Validation Strategies for Deep Learning-Based Groundwater Level Time Series Prediction Using Exogenous Meteorological Input Features

Abstract. Due to the growing reliance on machine learning (ML) approaches for predicting groundwater levels (GWL), it is important to examine the methods used for performance estimation. A suitable performance estimation method provides the most accurate estimate of the accuracy the model would archive on completely unseen test data to provide a solid basis for model selection decisions. This paper investigates the suitability of different performance evaluation strategies, namely blocked cross-validation (bl-CV), repeated out-of-sample validation (repOOS), and out-of-sample validation (OOS), for evaluating one-dimensional convolutional neural network (1D-CNN) models for predicting groundwater level (GWL) using exogenous meteorological input data.
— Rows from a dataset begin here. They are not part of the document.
PR #1023, opened 2018-05-24
Treats empty strings as false

jpwatts:
I found it surprising that empty strings weren't parsed as `False` when interpreting environment variables for default values. I understand this may have been an intentional design decision, but here's a patch in case you're open to making a change.

### DIFF
--- a/click/types.py
+++ b/click/types.py
@@ -295,7 +295,7 @@ class BoolParamType(ParamType):
         value = value.lower()
         if value in ('true', 't', '1', 'yes', 'y'):
             return True
-        elif value in ('false', 'f', '0', 'no', 'n'):
+        elif value in ('false', 'f', '0', 'no', 'n', ''):
             return False
         self.fail('%s is not a valid boolean' % value, param, ctx)
 
--- a/docs/parameters.rst
+++ b/docs/parameters.rst
@@ -49,7 +49,7 @@ different behavior and some are supported out of the box:
     A parameter that accepts boolean values.  This is automatically used
     for boolean flags.  If used with string values ``1``, ``yes``, ``y``, ``t``
     and ``true`` convert to `True` and ``0``, ``no``, ``n``, ``f`` and ``false``
-    convert to `False`.
+    convert to `False`. An empty string will also convert to `False`.
 
 :data:`click.UUID`:
     A parameter that accepts UUID values.  This is not automatically
--- a/tests/test_basic.py
+++ b/tests/test_basic.py
@@ -192,7 +192,7 @@ def test_boolean_conversion(runner):
             assert not result.exception
             assert result.output == 'True\n'
 
-        for value in 'false', 'f', '0', 'no', 'n':
+        for value in 'false', 'f', '0', 'no', 'n', '':
             result = runner.invoke(cli, ['--flag', value])
             assert not result.exception
             assert result.output == 'False\n'


davidism:
When would you be passing an empty value to a bool? My experience with empty vars is that they mean "no value" or `None`.

jpwatts:
I agree with you that I was thinking that my variable had no value and expected it to be interpreted as "falsy" in accordance with Python conventions. I wish I'd said "falsy" in my comment above, instead of `False`. I apologize for any confusion I created by being imprecise.

Here's an example CLI app:

```python
#!/usr/bin/env python3

import click

@click.command()
@click.option('--enable-feature', envvar="ENABLE_FEATURE", is_flag=True)
def main(**options):
    print("Feature enabled:", options['enable_feature'])

if __name__ == '__main__':
    main()
```

And a usage example:

```bash
# make sure this isn't set
$ unset ENABLE_FEATURE

# case 1: not set
$ python3 example.py
Feature enabled: False

# case 2: true, t, 1, yes, y
$ ENABLE_FEATURE="true" python3 example.py 
Feature enabled: True

# case 3: false, f, 0, no, n
$ ENABLE_FEATURE="false" python3 example.py 
Feature enabled: False

# case 4: empty
$ ENABLE_FEATURE="" python3 example.py 
Usage: example.py [OPTIONS]
Try "example.py --help" for help.

Error: Invalid value for "--enable-feature":  is not a valid boolean

# case 5: invalid
$ ENABLE_FEATURE="asdf" python3 example.py 
Usage: example.py [OPTIONS]
Try "example.py --help" for help.

Error: Invalid value for "--enable-feature": asdf is not a valid boolean
```

In case 1 the environment variable isn't set. Click pulls the value out of the environment using `os.environ.get` and we end up with `None` because it isn't there. In case 4 the environment variable is set, so Python finds the value and returns an empty string. Python considers both `None` and `""` to be "falsy", so I'd expect the app to run with the feature disabled. Case 1 works as expected, but case 4 crashes. Also, please note that Click is already coercing `None` to `False` in the context of a boolean flag.

Before reading the docs, I also found cases 3 and 5 a little suprising because all environment variable values are strings and in Python all strings are "truthy" except empty ones. I had previously assumed that all non-empty strings passed to a boolean flag would be evaluated as `True`, but never hit any issues in Click because I had always set my flags to `"1"`. I understand why it is convenient in a CLI app to have some additional non-empty strings interpreted as `False`, and I'm certainly not suggesting that you change documented behavior there, but I don't understand why it's helpful to disallow the one string that all other Python applications understand to be "falsy".


-----


In case it's helpful, I'll also describe our specific use case. We have a configuration management system that builds `docker-compose.yml` files from Jinja templates. The template context contains environment variables that can be defined as part of a generic global environment or overriden at the node level.

For a new feature we're testing, the normal workflow is to add a line to the template, but only define the variable for the node we're working with.

Here's the relevant part of the template:

```yml
ENABLE_FEATURE: "{{ ENABLE_FEATURE }}"
```

Here's how that renders for nodes with the flag enabled:

```yml
ENABLE_FEATURE: "1"
```

And here's how it looks for nodes that don't define the variable:

```yml
ENABLE_FEATURE: ""
```

Our app runs as expected in the first case, with the feature enabled. In the second case, our app crashes instead of running without the feature.

We could work around the problem by setting the variable to `"false"` in the global environment, but this would create confusion because we use other tools that follow the Python convention of all non-empty strings being "truthy", even strings like `"false"`. If Click would adopt the convention that empty strings are "falsy", even while preserving the other "falsy" strings it supports, we could define a safe subset of values that work across all the tools we use: empty/missing for `False` and any of Click's valid strings for `True`.

davidism:
Sorry, I don't think this change makes sense. If you need different behavior, you can use a subclass of the type. Or output a default in the template.

PR #1354, opened 2019-07-13
Fix ProgressBar item_show_func so it displays the current item

### LINKED ISSUE #1353: ProgressBar item_show_func displays the previous item
I've noticed a bug with the `item_show_func` option for `click.progressbar` where the progress bar ends up showing the previous item instead of the current one.

The issue seems to be that `ProgressBar.generator()` will only render the progress bar _after_ the current item has been processed. As a result, the previous item is visible on screen while the current one is in processing.

I think this change to [lines 285-288](https://github.com/pallets/click/blob/7.x/click/_termui_impl.py#L285) should fix the issue:
```python
for rv in self.iter:
    self.current_item = rv
    self.render_progress()
    yield rv
    self.make_step(1)
```

JoelEager:
Per @davidism's request this PR contains my suggested fix for `ProgressBar.generator()`. In short, this change makes the `item_show_func` show the item currently being processed as opposed to the item previously processed (like it currently does). I've explained the bug more fully in #1353.

You can use this example to see the difference when run against current master vs this PR.
```python
from time import sleep
from click import progressbar


def format_item(item):
    if item:
        return "processing {}".format(item)


with progressbar(range(5), item_show_func=format_item) as pb:
    for item in pb:
        print(" actually on", item)
        sleep(1)
```

Thanks in advance for taking the time to look into this.

### DIFF
--- a/CHANGES.rst
+++ b/CHANGES.rst
@@ -178,6 +178,8 @@ Unreleased
     is not a TTY. :issue:`1138`
 -   Progress bar output is shown even if execution time is less than 0.5
     seconds. :issue:`1648`
+-   Progress bar ``item_show_func`` shows the current item, not the
+    previous item. :issue:`1353`
 
 
 Version 7.1.2
--- a/src/click/_termui_impl.py
+++ b/src/click/_termui_impl.py
@@ -302,14 +302,13 @@ class ProgressBar:
             Only render when the number of steps meets the
             ``update_min_steps`` threshold.
         """
+        if current_item is not None:
+            self.current_item = current_item
+
         self._completed_intervals += n_steps
 
         if self._completed_intervals >= self.update_min_steps:
             self.make_step(self._completed_intervals)
-
-            if current_item is not None:
-                self.current_item = current_item
-
             self.render_progress()
             self._completed_intervals = 0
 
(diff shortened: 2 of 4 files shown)


davidism:
This seems incompatible the changes from #1698 which added an update interval. That PR relies on `update()`, but this one bypasses that and unconditionally calls `make_step()` and `render_progress()`. However, moving `update()` before `yield` means that the ETA calculation is wrong. Incidentally, that PR is when I decided that the progress bar was getting too complex without enough design oversight and started recommending tqdm.

davidism:
#1803 to stop hiding fast progress bars seems to have inadvertently mostly fixed this too. "processing" matches "actual" now, although it's not displayed for the first item (0).

davidism:
Regarding the ETA issue with this fix, this fix doesn't match the docs:

> Note that progressbar() updates the bar after each iteration of the loop. So code like this will render correctly:
> 
> ```python
> import time
> 
> with click.progressbar([1, 2, 3]) as bar:
>     for x in bar:
>         print('sleep({})...'.format(x))
>         time.sleep(x)
> ```

davidism:
In order to reconcile the update interval behavior, I changed this back to using `self.update(1)` after yielding. *Before* yielding, the progress bar is rendered with the new current item, but only at the start of the interval.

PR #1355, opened 2019-07-13
Suggest renaming option from `name` to `--name`

jtrakk:
Usually when I get this error message, it's because I wrote `@click.option('foo')` when I meant `@click.option('--foo')`. So this PR updates the error message to suggest the user fix that.


davidism:
Reworded the message a bit, updated test, added changelog.

PR #1368, opened 2019-08-14
[WIP/RFC] open_stream: pass through "errors" without "encoding"

blueyed:


blueyed:
My use case (why I was looking into it) was to specify "errors" only, but use the default for encoding (with a non-binary file).
Not sure if it's worth it?

davidism:
Closed by #1298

Unlike previous comparative studies, which mainly focused on autoregressive models, this work uses a non-autoregressive approach based on exogenous meteorological input features without incorporating past groundwater levels for groundwater level prediction. A dataset of 100 GWL time series was used to evaluate the performance of the different validation methods. The study concludes that bl-CV provides the most representative performance estimates of actual model performance compared to the other two performance evaluation methods examined. The most commonly used OOS validation yielded the most uncertain performance estimate in this study. The results underscore the importance of carefully selecting a performance estimation strategy to ensure that model comparisons and adjustments are made on a reliable basis.